Odorrana mutschmanni

Scientific classification
- Kingdom: Animalia
- Phylum: Chordata
- Class: Amphibia
- Order: Anura
- Family: Ranidae
- Genus: Odorrana
- Species: O. mutschmanni
- Binomial name: Odorrana mutschmanni Pham, Nguyen, Le, Bonkowski & Ziegler, 2016

= Odorrana mutschmanni =

- Authority: Pham, Nguyen, Le, Bonkowski & Ziegler, 2016

Species of amphibian

Odorrana mutschmanni is a true frog species with a wide range in Southeast Asia. It is found from Cao Bằng Province in Vietnam. The findings are published in the journal Zootaxa No. 4084 February 26, 2016. The species name is set to honor Dr.

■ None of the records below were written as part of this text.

PR #471, opened 2019-11-13
rename version.hpp to avoid clashes with other libs

tnagler:


cmake/findHeaders.cmake
```diff
@@ -92,4 +92,4 @@ file(GLOB_RECURSE bicop_hpp ${vinecopulib_includes}/vinecopulib/bicop/*.hpp)
 file(GLOB_RECURSE vinecop_hpp ${vinecopulib_includes}/vinecopulib/vinecop/*.hpp)
 file(GLOB_RECURSE misc_hpp ${vinecopulib_includes}/vinecopulib/misc/*.hpp)
 file(GLOB_RECURSE main_hpp ${vinecopulib_includes}/vinecopulib.hpp)
-file(GLOB_RECURSE version_hpp ${vinecopulib_includes}/version.hpp)
+file(GLOB_RECURSE version_hpp ${vinecopulib_includes}/vinecopulib-version.hpp)
```
tvatter: Is it standard?

tnagler: I barely couldn't find any project that has a header like this. But what we currently have is certainly problematic. If you had another project with a similar structure in the include path, `#include "version.hpp"` would give a random result. Alternatively, we could move `version.hpp` and `mainpage.h` into `include/vinecopulib/` (maybe that's better)

tvatter: OK, so a brief recap: I followed the boost convention for that stuff, and if you notice, for both boost and vinecopulib, the file is installed in install_folder/boost/version.hpp or install_folder/vinecopulib/version.hpp, where install_folder is e.g. /usr/include or /usr/local/include. As such, there is no potential conflict, since you would always need to include the file via #include "vinecopulib/version.hpp"... Or am I missing something?

tnagler: Ok so why don't we just put the file in "vinecopulib/version.hpp" right away. If you just include the headers without a install, there will be a problem.

tvatter: While I agree with what your suggestion, I think that there was a good reason for the current structure, but I honestly don't remember ^^ Maybe not.

PR #473, opened 2019-11-14
fix natural order in RVineStructure::simulate()

tnagler:
We changed what 'natural order' means, but the algorithm is for
the old version.


tvatter:
Good catch!

PR #474, opened 2019-11-14
Fix warnings and make strict compilation part of CI

tvatter:


include/vinecopulib/vinecop/implementation/tools_select.ipp
```diff
@@ -592,21 +594,19 @@ VinecopSelector::add_pc_info(const EdgeIterator& e, VineTree& tree)
...
     return vertex_data.hfunc1;
   } else {
     return vertex_data.hfunc2;
   }
 }
 
 inline Eigen::VectorXd
-VinecopSelector::get_hfunc_sub(const VertexProperties& vertex_data,
-                               unsigned short pos)
+VinecopSelector::get_hfunc_sub(const VertexProperties& vertex_data, bool pos)
```
tnagler: Maybe we could name the argument `pos0` or `is_first` or something to make it more clear. I was a bit thrown off because it looked like you reversed the logic.

PR #499, opened 2020-05-28
Allow 1-dimensional models

tnagler:
Have done some additional tests in R already: https://github.com/vinecopulib/rvinecopulib/tree/1dim


tvatter:
Sorry for the naive question, but what's the point?

tnagler:
- Came up in a context, where I want to stitch together several vines, possibly 1-dimensional. 
- More generally, I can imagine situation where the dimension of the data is not known upfront and could by 1. In that case, user's would need to if-switch around this case everywhere in the code.
- Don't really see a reason to exclude d = 1 since it's super easy to handle internally.

(codacy activated)

PR #223, opened 2022-08-24
fix: Capitalize Gatekeeper

apeabody:
* Capitalize Gatekeeper as it is a proper noun.


maxsmythe:
b/243714848 is not publicly viewable, which means other reviewers don't have context. We should avoid doing this.

Basically, it says we should capitalize "Gatekeeper" because it's a proper noun.

maxsmythe (approved):
LGTM, thanks for the PR!

ritazh (approved):
LGTM

PR #226, opened 2022-09-01
Add tags validation

FaresHerhar:
# Description
I added the tags validation part.
Unlike the valid tags control that is already implemented, this one forbids the image without a tag, or the one that uses the 'latest' tag.

### DIFF
--- a/library/general/validtags/template.yaml
+++ b/library/general/validtags/template.yaml
@@ -1,0 +1,58 @@
+apiVersion: templates.gatekeeper.sh/v1
+kind: ConstraintTemplate
+metadata:
+  name: k8svalidtags
+  annotations:
+    description: >-
+      Requires container images to have a tag, and forbids the latest tag.
+spec:
+  crd:
+    spec:
+      names:
+        kind: K8sValidTags
+  targets:
+    - target: admission.k8s.gatekeeper.sh
+      rego: |
+        package k8svalidtags
+
+        violation[{"msg": msg}] {
+          container := input.review.object.spec.containers[_]
+          satisfied := [bad | bad = re_match(":latest", container.image)]
+          any(satisfied)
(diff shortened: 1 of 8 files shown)


maxsmythe (changes requested):
Thanks for the PR!

The DCO check would need to succeed before we can move forward.

Also, you mentioned another tag control. I assume you mean [K8sDisallowedTags](https://github.com/open-policy-agent/gatekeeper-library/blob/master/library/general/disallowedtags/template.yaml)

This example constraint:

```

kind: K8sDisallowedTags
metadata:
  name: container-image-must-not-have-latest-tag
spec:
  match:
    kinds:
      - apiGroups: [""]
        kinds: ["Pod"]
    namespaces:
      - "default"
  parameters:
    tags: ["latest"]
    exemptImages: ["openpolicyagent/opa-exp:latest", "openpolicyagent/opa-exp2:latest"]
```

Would:

* Throw a violation if no tag is specified
* throw a violation if any image used the `latest` tag
* would avoid throwing a violation for any of the listed exempt images.

This looks like it overlaps 100% with the functionality of this template, unless there's something I'm missing?

One thing we could do to make this template unique would be to provide a list of valid tags that each image must have.

Also, using the `exemptImages` code would allow people to carve out exemptions for injected sidecars:

https://github.com/open-policy-agent/gatekeeper-library/blob/ce3edff2f454994f883058d73fb705616c318462/library/general/disallowedtags/template.yaml#L67-L87

library/general/validtags/template.yaml
```diff
@@ -0,0 +1,58 @@
+apiVersion: templates.gatekeeper.sh/v1
+kind: ConstraintTemplate
+metadata:
+  name: k8svalidtags
+  annotations:
```
sozercan, line 5: can we add the new `metadata.gatekeeper.sh/title` annotation for the library website

sozercan:
+1 on Max's comment re: disallowedtags template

Frank Mutschmann, director of the Institute of Veterinary EXOMED in Berlin (Germany), in recognition of his contributions in His Majesty Research and Conservation of Biodiversity in Vietnam.

==Description==
Frogs are large in size, females are larger than males. Length of stems in males 85-91mm and 108-110mm in females. Longer head than wide; no pockets outside; round eardrum, large by 0.68–0.70 eye diameter. The top and front of the back are smooth, the back of the sides of the ribs with small particles; Atrophy of the eardrum, without ribs; blue back with black spots; the lower abdomen and large black spots. This species belongs to the Odorrana andersonii group and has sister relationships with the Odorrana wuchuanensis species distributed in China.